What is needed is an exact copy of the entries below, from the line that contains "to non-fatal errors" through the final line, both included, and nothing else.

[Records from a data collection]
§

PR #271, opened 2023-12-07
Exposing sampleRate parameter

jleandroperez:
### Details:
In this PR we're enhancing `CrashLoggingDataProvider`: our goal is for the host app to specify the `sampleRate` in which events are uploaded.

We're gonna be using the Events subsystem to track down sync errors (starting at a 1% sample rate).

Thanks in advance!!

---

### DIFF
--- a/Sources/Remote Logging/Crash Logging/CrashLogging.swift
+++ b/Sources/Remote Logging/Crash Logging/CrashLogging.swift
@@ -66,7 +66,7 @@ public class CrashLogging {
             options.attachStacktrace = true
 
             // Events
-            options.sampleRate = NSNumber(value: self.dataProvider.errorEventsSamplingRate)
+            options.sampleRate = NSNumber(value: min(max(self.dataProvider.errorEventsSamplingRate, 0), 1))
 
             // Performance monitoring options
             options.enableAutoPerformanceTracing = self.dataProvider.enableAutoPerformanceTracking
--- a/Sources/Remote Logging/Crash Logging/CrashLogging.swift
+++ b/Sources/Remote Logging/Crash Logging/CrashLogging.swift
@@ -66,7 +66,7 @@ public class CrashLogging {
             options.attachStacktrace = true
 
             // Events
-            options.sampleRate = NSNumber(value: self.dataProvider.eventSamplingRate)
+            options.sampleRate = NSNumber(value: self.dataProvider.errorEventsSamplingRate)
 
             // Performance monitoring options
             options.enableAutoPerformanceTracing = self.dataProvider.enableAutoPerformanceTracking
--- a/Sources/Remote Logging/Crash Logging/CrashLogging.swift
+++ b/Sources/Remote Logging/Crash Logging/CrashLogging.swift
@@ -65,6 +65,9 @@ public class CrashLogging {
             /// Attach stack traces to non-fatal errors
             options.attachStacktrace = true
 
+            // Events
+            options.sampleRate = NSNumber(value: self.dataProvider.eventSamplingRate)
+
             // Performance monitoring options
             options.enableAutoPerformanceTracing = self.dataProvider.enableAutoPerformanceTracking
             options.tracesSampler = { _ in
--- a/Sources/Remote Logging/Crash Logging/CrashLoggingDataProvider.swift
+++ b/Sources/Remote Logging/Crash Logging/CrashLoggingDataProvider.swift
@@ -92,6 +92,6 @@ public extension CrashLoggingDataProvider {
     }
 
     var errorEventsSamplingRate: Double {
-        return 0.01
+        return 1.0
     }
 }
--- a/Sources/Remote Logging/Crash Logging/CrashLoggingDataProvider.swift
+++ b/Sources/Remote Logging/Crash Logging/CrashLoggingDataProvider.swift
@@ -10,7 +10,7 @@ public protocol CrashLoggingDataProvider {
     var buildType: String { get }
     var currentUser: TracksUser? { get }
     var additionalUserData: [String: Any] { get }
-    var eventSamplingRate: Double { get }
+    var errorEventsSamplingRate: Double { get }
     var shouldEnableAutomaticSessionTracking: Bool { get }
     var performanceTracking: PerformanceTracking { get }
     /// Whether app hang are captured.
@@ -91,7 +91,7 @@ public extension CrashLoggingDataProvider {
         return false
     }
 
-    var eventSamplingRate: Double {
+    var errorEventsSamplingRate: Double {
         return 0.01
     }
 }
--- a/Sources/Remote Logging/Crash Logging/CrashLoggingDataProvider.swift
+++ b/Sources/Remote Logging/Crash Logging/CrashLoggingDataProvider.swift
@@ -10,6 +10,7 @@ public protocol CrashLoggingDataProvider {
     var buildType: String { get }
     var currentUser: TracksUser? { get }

§

» SOLUTION TO THIS EXERCISE:
             /// Attach stack traces to non-fatal errors
             options.attachStacktrace = true
 
+            // Events
+            options.sampleRate = NSNumber(value: self.dataProvider.eventSamplingRate)
+
             // Performance monitoring options
             options.enableAutoPerformanceTracing = self.dataProvider.enableAutoPerformanceTracking
             options.tracesSampler = { _ in
--- a/Sources/Remote Logging/Crash Logging/CrashLoggingDataProvider.swift
+++ b/Sources/Remote Logging/Crash Logging/CrashLoggingDataProvider.swift
@@ -92,6 +92,6 @@ public extension CrashLoggingDataProvider {
     }
 
     var errorEventsSamplingRate: Double {
-        return 0.01
+        return 1.0
     }
 }
--- a/Sources/Remote Logging/Crash Logging/CrashLoggingDataProvider.swift
+++ b/Sources/Remote Logging/Crash Logging/CrashLoggingDataProvider.swift
@@ -10,7 +10,7 @@ public protocol CrashLoggingDataProvider {
     var buildType: String { get }
     var currentUser: TracksUser? { get }
     var additionalUserData: [String: Any] { get }
-    var eventSamplingRate: Double { get }
+    var errorEventsSamplingRate: Double { get }
     var shouldEnableAutomaticSessionTracking: Bool { get }
     var performanceTracking: PerformanceTracking { get }
     /// Whether app hang are captured.
@@ -91,7 +91,7 @@ public extension CrashLoggingDataProvider {
         return false
     }
 
-    var eventSamplingRate: Double {
+    var errorEventsSamplingRate: Double {
         return 0.01
     }
 }
--- a/Sources/Remote Logging/Crash Logging/CrashLoggingDataProvider.swift
+++ b/Sources/Remote Logging/Crash Logging/CrashLoggingDataProvider.swift
@@ -10,6 +10,7 @@ public protocol CrashLoggingDataProvider {
     var buildType: String { get }
     var currentUser: TracksUser? { get }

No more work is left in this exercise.